Data isn't just being collected from your phone. It's being used to score you
Data isn't just being
collected from your phone. It's being used to score you.
Harvey Rosenfield and Laura
Antonini, The Washington Post Published 2:44 pm CDT, Friday, July 31,
2020
Operating in the shadows of
the online marketplace, specialized tech companies you've likely never heard of
are tapping vast troves of our personal data to generate secret
"surveillance scores" - digital mug shots of millions of Americans -
that supposedly predict our future behavior. The firms sell their scoring
services to major businesses across the U.S. economy.
People with low scores can
suffer harsh consequences.
CoreLogic and TransUnion say
that scores they peddle to landlords can predict whether a potential tenant
will pay the rent on time, be able to "absorb rent increases," or
break a lease. Large employers use HireVue, a firm that generates an
"employability" score about candidates by analyzing "tens of
thousands of factors," including a person's facial expressions and voice
intonations. Other employers use Cornerstone's score, which considers where a
job prospect lives and which web browser they use to judge how successful they
will be at a job.
Brand-name retailers purchase
"risk scores" from Retail Equation to help make judgments about
whether consumers commit fraud when they return goods for refunds. Players in
the gig economy use outside firms such as Sift to score consumers'
"overall trustworthiness." Wireless customers predicted to be less
profitable are sometimes forced to endure longer customer service hold times.
Auto insurers raise premiums
based on scores calculated using information from smartphone apps that track
driving styles.

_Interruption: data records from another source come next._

PR #967, opened 2020-08-25
Release 2.3.0

jmacura:
As mentioned at the last Friday's telco, I propose to make a new release in the 2.x series.
We already have quite a lot of changes in the code.
I would also make good use of it in the polirural clustering app.

Only #958, #940 and dependency updates shall be merged before this release. Other PRs can part of the next one.

PR #978, opened 2020-08-26
Fix merge fail where hs.permalink should be hs-share

raitisbe:


raitisbe:
Should me berged before https://github.com/hslayers/hslayers-ng/pull/967

jmacura (approved):
Of course.

PR #1004, opened 2020-09-02
Fix URL generation

### LINKED ISSUE #998: Permalink URL generation is appending into URL instead of updating params
The URL is getting longer and longer while the user interacts with the app. The reason is that the parametres are not replaced by a new value but the whole URL fragment is appended to the end of the URL again.

jmacura:
partially resolves #998 

The URL won't get appended but updated.
? and # marks are treated correctly.
Existing URL gets parsed as expected.
Yet the history of browsing is not acting as expected (moving through browser history does not change the view).

### DIFF
--- a/components/permalink/share-url.service.ts
+++ b/components/permalink/share-url.service.ts
@@ -233,7 +233,7 @@ export class HsShareUrlService {
    * @memberof HsPermalinkUrlService
    * @param {object} key Key name for pushed parameter
    * @param {object} new_value Value for pushed parameter
-   * Push new key-value pair into paramater object and update Url string with new params
+   * @description Push new key-value pair into paramater object and update Url string with new params
    */
   push(key, new_value): void {
     this.params[key] = new_value;
@@ -290,7 +290,6 @@ export class HsShareUrlService {
         this.HsUtilsService.debounce(
           (data) => {
             this.update();
-            //this.browserUrlUpdated.next();
           },
           200,
           false,
@@ -311,7 +310,6 @@ export class HsShareUrlService {
           }
           timer = setTimeout(() => {
             this.update();
-            //this.browserUrlUpdated.next();
           }, 1000);
         });
       });
--- a/components/permalink/share-url.service.ts
+++ b/components/permalink/share-url.service.ts
@@ -97,7 +97,7 @@ export class HsShareUrlService {
     this.HsUtilsService.debounce(
       () => {
         this.Location.replaceState(
-          this.Location.path(),
+          '',
           Object.keys(this.params)
             .map((key) => {
               return {key, value: this.params[key]};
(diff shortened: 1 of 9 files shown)


components/permalink/share.module.ts
```diff
@@ -23,7 +24,9 @@ import {WINDOW_PROVIDERS} from '../utils/window';
   providers: [
     HsShareService,
     HsShareUrlService,
-    {provide: LocationStrategy, useClass: HashLocationStrategy},
+    Location,
+    {provide: LocationStrategy, useClass: PathLocationStrategy},
```
raitisbe, line 28: Thanks. I should have been more careful with copy/paste of strategy.

components/permalink/share-url.service.ts
```diff
@@ -279,18 +280,17 @@ export class HsShareUrlService {
...
+  init(map: Map): void {
     if (this.url_generation) {
       let timer = null;
-      // eslint-disable-next-line angular/on-watch
       this.HsEventBusService.mapExtentChanges.subscribe(
         this.HsUtilsService.debounce(
           (data) => {
             this.update();
-            this.browserUrlUpdated.next();
+            //this.browserUrlUpdated.next();
```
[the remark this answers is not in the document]
raitisbe: Nevermind, I see it now, double issuing of next()

raitisbe (approved):

components/permalink/share-url.service.ts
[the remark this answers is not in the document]
jmacura: Yes, it is broadcasted inside the update(), so it seems redundant. But wasn't sure about it, so I left it inside the comment. I will delete it now when I know it is safe.

jmacura:
Ready to be merged.

components/permalink/share-url.service.ts
```diff
@@ -94,7 +97,7 @@ export class HsShareUrlService {
     this.HsUtilsService.debounce(
       () => {
         this.Location.replaceState(
-          this.Location.path(),
```
raitisbe, line 97: Seems I was too quick to approve this. Now we have a problem that if the page is located in a subdirectory, hslayers rewrites the url by removing the directory, for example https://local.polirural-mb.lv/private/?hs_x=28... becomes https://local.polirural-mb.lv/?hs_x=2865324.91..

raitisbe: Fixed this in https://github.com/hslayers/hslayers-ng/pull/1012/commits/cd17e1ae933dc81dc20f6c9dd7a5b796a5908194

jmacura: Oh, I didn't realised that this can happen. I was too quick in my assumptions too.

PR #1012, opened 2020-09-03
Composition parser class

raitisbe:


jmacura:
Well, maybe it behaves differently now with the correct LocationStrategy, but previously the `Location.path()` was returning the get params **only**.

components/permalink/share-url.service.ts
```diff
@@ -142,6 +141,10 @@ export class HsShareUrlService {
     }
   }
 
+  private pathName(): string {
```
jmacura, line 144: smart and simple 👍

PR #1048, opened 2020-09-15
Bug fixes for groundwater project

raitisbe:


FilipLeitner (approved):
Wouldnt expect that querySelector doesnt work for hs-chartplace

PR #1052, opened 2020-09-16
Layman wfs sync

raitisbe:


raitisbe:
https://drive.google.com/file/d/1NOF66HYtcPZpqecAuuj6UULCDoy_zgEn/view

raitisbe:
Modifying features still doesn't sync

components/save-map/layer-synchronizer.service.ts
```diff
@@ -37,10 +39,23 @@ export class HsLayerSynchronizerService {
...
     this.crs = map.getView().getProjection().getCode();
     this.HsLaymanService.crs = this.crs;
   }
 
+  private async reloadLayersOnAuthChange() {
+    for (const layer of this.syncedLayers) {
+      const layerSource = layer.getSource();
+      layer.set('events-suspended', true);
+      layerSource.clear();
+      await this.pull(layer, layerSource);
```
FilipLeitner, line 54: On logout this would return no features, right? If so we could maybe also remove layer from layermanager, or is it automatic through ol.layer remove event?

raitisbe: Seems a bit too complicated. I would have to add the layer back on login afterwards. Also I'm populating the layer with some default values from anonymous 'browser' user when its not authorized yet.

common/layman/layman-login.component.js
```diff
@@ -3,10 +3,10 @@ export default {
   bindings: {
     url: '=',
   },
-  controller: function ($scope) {
+  controller: function ($scope, HsCommonLaymanService) {
     'ngInject';
     this.modalVisible = true;
-    $scope.$on('datasource-selector.layman_auth', () => {
+    HsCommonLaymanService.authenticated.subscribe((endpoint) => {
```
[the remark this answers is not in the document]
raitisbe: @FilipLeitner thanks. Autorename didn't quite follow through in js files.

FilipLeitner (approved):

PR #1066, opened 2020-09-21
Sanitize styler icons and rework styler

### LINKED ISSUE #1010: Feature styler svg images are not being loaded
icons

raitisbe:
fixes #1010

### DIFF
--- a/components/layermanager/layer-editor-vector-layer.service.ts
+++ b/components/layermanager/layer-editor-vector-layer.service.ts
@@ -8,6 +8,7 @@ import {HsUtilsService} from '../utils/utils.service';
 import {Injectable} from '@angular/core';
 import {Layer} from 'ol/layer';
 import {Point} from 'ol/geom';
+import {createDefaultStyle} from 'ol/style/Style';
 
 @Injectable({
   providedIn: 'root',
@@ -115,39 +116,16 @@ export class HsLayerEditorVectorLayerService {
     resolution: number,
     layer: VectorLayer
   ) {
-    let originalStyle;
     const featureStyle = feature.get('features')
       ? feature.get('features')[0].getStyle()
       : feature.getStyle();
-    if (featureStyle) {
-      originalStyle = featureStyle;
-    } else {
-      if (layer.get('hsOriginalStyle')) {
-        originalStyle = layer.get('hsOriginalStyle');
-      } else {
-        const defaultStyle = new Style({
-          stroke: new Stroke({
-            color: 'rgba(0, 153, 255, 1)',
-            width: 1.25,
-          }),
-          fill: new Fill({
-            color: 'rgba(255,255,255,0.5)',
-          }),
-          image: new Circle({
-            radius: 5,
-            fill: new Fill({
-              color: 'rgba(255,255,255,0.5)',
-            }),
-            stroke: new Stroke({
-              color: 'rgba(0, 153, 255, 1)',
-              width: 1.25,
-            }),
-          }),
-        });
-        originalStyle = defaultStyle;
-        layer.set('hsOriginalStyle', defaultStyle);
-      }
-    }
+
+    const originalStyle = featureStyle
+      ? featureStyle
+      : layer.get('hsOriginalStyle')
+      ? layer.get('hsOriginalStyle')
+      : createDefaultStyle;
+
     let appliedStyle = this.applyStyleIfNeeded(
       originalStyle,
       feature,
--- a/components/layermanager/layer-editor-vector-layer.service.ts
+++ b/components/layermanager/layer-editor-vector-layer.service.ts
@@ -65,10 +65,8 @@ export class HsLayerEditorVectorLayerService {
    * @param {number} distance
    */
   cluster(newValue: boolean, layer: Layer, distance: number): void {
-    if (!layer.get('hsOriginalStyle')) {
-      layer.set('hsOriginalStyle', layer.getStyle());
-    }
     if (newValue == true && !layer.get('declutter')) {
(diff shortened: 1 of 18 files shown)


raitisbe:
[Release 2.4.0](https://trello.com/c/ZPfH6ews/106-release-240)

raitisbe:
After sanitization I tried both with url-loader and file-loader. Still can't explain why it was working in other projects without sanitization before.

components/layermanager/partials/layermanagermd.html
```diff
@@ -99,7 +99,7 @@
                     ng-if="layer.layer.getSource().styleAble">{{'LAYERMANAGER.layermanagerMd.layerStyle' | translate}}</label>
                 <div ng-if="layer.layer.getSource().hasPoly">
                     <div md-color-picker ng-model="layer.style.fillColor" label="Fill"
-                        ng-change="HsLayerEditorStylesService.HsLayerEditorStylesService.saveStyle(layer)"
```
jmacura, line 102: Well spotted!

jmacura (changes requested):
I really like the way you break up large functions into smaller private methods. The code is more readable then 👍 

I have tested the full example under this branch. The icons now do appear as they should.
But there is another issue now: the styler won't restyle features (neither polygons nor lines) until I click the "Icon" button in the Point section. The restyling of points happens immediately, as expected. But the "Circle" option doesn't seem to show anything at all...

DailisLangovskis:
> I really like the way you break up large functions into smaller private methods. The code is more readable then 👍
> 
> I have tested the full example under this branch. The icons now do appear as they should.
> But there is another issue now: the styler won't restyle features (neither polygons nor lines) until I click the "Icon" button in the Point section. The restyling of points happens immediately, as expected. But the "Circle" option doesn't seem to show anything at all...

Fixed!

jmacura:
> 
> > But there is another issue now: the styler won't restyle features (neither polygons nor lines) until I click the "Icon" button in the Point section. The restyling of points happens immediately, as expected. But the "Circle" option doesn't seem to show anything at all...
> 
> Fixed!

Thanks, a follow-up issue: all styling works, until I change "Level" from "Layer" to "Feature" and then back again. Then no styling works at all.

jmacura:
The unit-tests are failing because of missing mock of HsUtilsService in styler.spec.ts. But you probably know that, right? 🙂

jmacura:
> 
> Thanks, a follow-up issue: all styling works, until I change "Level" from "Layer" to "Feature" and then back again. Then no styling works at all.

I have tested it a bit more and it is a bit more clear now: The bug only happens with layers which are not clustered.

raitisbe:
> layers which are not clustered.

Dhould be fixed now

jmacura:
After the last commits: It works fine for "Circle" style now, but still not for "Icon" style.

My commits have added few more defaults.

raitisbe (commented):
I think we can also read circle/icon type from the existing style same way as we do for color. Could be another issue together with reading of alpha, icon size and other properties.

raitisbe (commented):
Well spotted

components/layermanager/layer-editor-vector-layer.service.ts
```diff
@@ -115,39 +116,16 @@ export class HsLayerEditorVectorLayerService {
...
-              color: 'rgba(255,255,255,0.5)',
-            }),
-            stroke: new Stroke({
-              color: 'rgba(0, 153, 255, 1)',
-              width: 1.25,
-            }),
-          }),
-        });
-        originalStyle = defaultStyle;
-        layer.set('hsOriginalStyle', defaultStyle);
```
raitisbe: Can't set hsOriginalStyle as many times as there are features

components/styles/styler.component.ts
```diff
@@ -25,21 +25,8 @@ type StyleJson = {
 })
 export class HsStylerComponent {
   icons: any;
-  imagetypes: Array<any> = [
```
raitisbe, line 25: Originally this approach was used to support translations of "Icon"and "Circle". hrname could change, but underlying value would remain,.

jmacura: Ah, I did not realised that.. Will revert my "improvement" then.

components/styles/styler.service.ts
```diff
@@ -62,4 +63,20 @@ export class HsStylerService {
       }),
     ];
   }
+
+  /**
+   * @function save
+   * @memberof hs.styler.controller
+   * @description Get current style variables value and style current layer accordingly
```
FilipLeitner, line 70: Incorrect description. Would change tjhat ust dont want to interfeere with unexpected commits

jmacura: I have some commits on the go. I gonna squeeze this change between them 😉 Thanks for the tip.

components/styles/styler.component.ts
jmacura: Reverted.

components/styles/styler.service.ts
jmacura: Corrected in cbdaab6

jmacura (approved):
Seems good enough for me now.

Just a last question: is there a reason, why lines and polygons are styled with the same line-color and line-width, while points have their own style?

raitisbe:
If I rememer correctly its because icon in openlayers expects a seperate config of colors and lines.

DailisLangovskis:
> If I rememer correctly its because icon in openlayers expects a seperate config of colors and lines.

This is true, icon and circle uses image style which has its own stroke and fill colors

Large analytics firms monitor whether we are likely to take our
medication based on our propensity to refill our prescriptions; pharmaceutical
companies, health-care providers and insurance companies can use those scores
to, among other things, "match the right patient investment level to the
right patients."
Surveillance scoring is the
product of two trends. First is the rampant (and mostly unregulated) collection
of every intimate detail about our lives, amassed by the nanosecond from
smartphones to cars, toasters to toys. This fire hose of data - most of which
we surrender voluntarily - includes our demographics, income, facial
characteristics, the sound of our voice, our precise location, shopping
history, medical conditions, genetic information, what we search for on the
Internet, the websites we visit, when we read an email, what apps we use and
how long we use them, and how often we sleep, exercise and the like.
The second trend driving
these scores is the arrival of technologies able to instantaneously crunch this
data: exponentially more powerful computers and high-speed communications
systems such as 5G, which lead to the scoring algorithms that use artificial
intelligence to rate all of us in some way.
The result: automated
decisions, based on each consumer's unique score, that are, as a practical
matter, irreversible.
That's because the entire
process - the scores themselves, as well as the data upon which they are based
- is concealed from us. It is mostly impossible to know when one has become the
casualty of a score, let alone whether a score is inaccurate, outdated or the product
of biased or discriminatory code programmed by a faceless software engineer.
There is no appeal.
Surveillance scoring bears a
faint resemblance to credit scoring in the 1960s. In that pre-computer era,
private investigators working for banks, retailers and insurance companies
tailed consumers and scoured newspapers for information about arrests,
promotions, sexual orientation, drinking habits and cleanliness to decide a
consumer's creditworthiness -- until Congress established rules in the 1970s giving
consumers the right to review and question their credit scores.
Today's data snoops obtain
infinitely more information about their targets, and in real time. And the
impact of surveillance scoring is far more pernicious.
The tech industry insists
that its every advance improves our lives. But that's a myth. Surveillance
scoring enables companies to cloak old-school discrimination in an aura of
technological infallibility and wonder.
Secret surveillance scores
create micro-markets in which some consumers are no longer welcome. They divide
Americans into "haves" and "have-nots," with the losers
relegated to the status of second-class citizens.
Consumers need a 21st-century
solution to this emergent threat. Congress, awash in tech money, is mired in an
outdated legal paradigm: "disclosure" of privacy policies and
"consent" via a click. No one pretends that these industrial age
contract law concepts will do anything to curb data larceny, let alone regulate
or bar secret surveillance scores.
We petitioned the Federal
Trade Commission to investigate and regulate surveillance scoring. The
commission's response? A blog post urging the firms that develop and apply
scores to regulate themselves.
This is only the latest
example of Washington's capitulation to the tech industry, whose continuous
loop of privacy violations, abject apologies and payment of inconsequential
penalties confirms that consumers cannot rely on the federal government for
protection.
Secret surveillance scoring
places us at the precipice of the "singularity," a dystopian turning
point after which machines will make judgments about humans that will determine
our fate. We either seize control of our future, or risk losing it.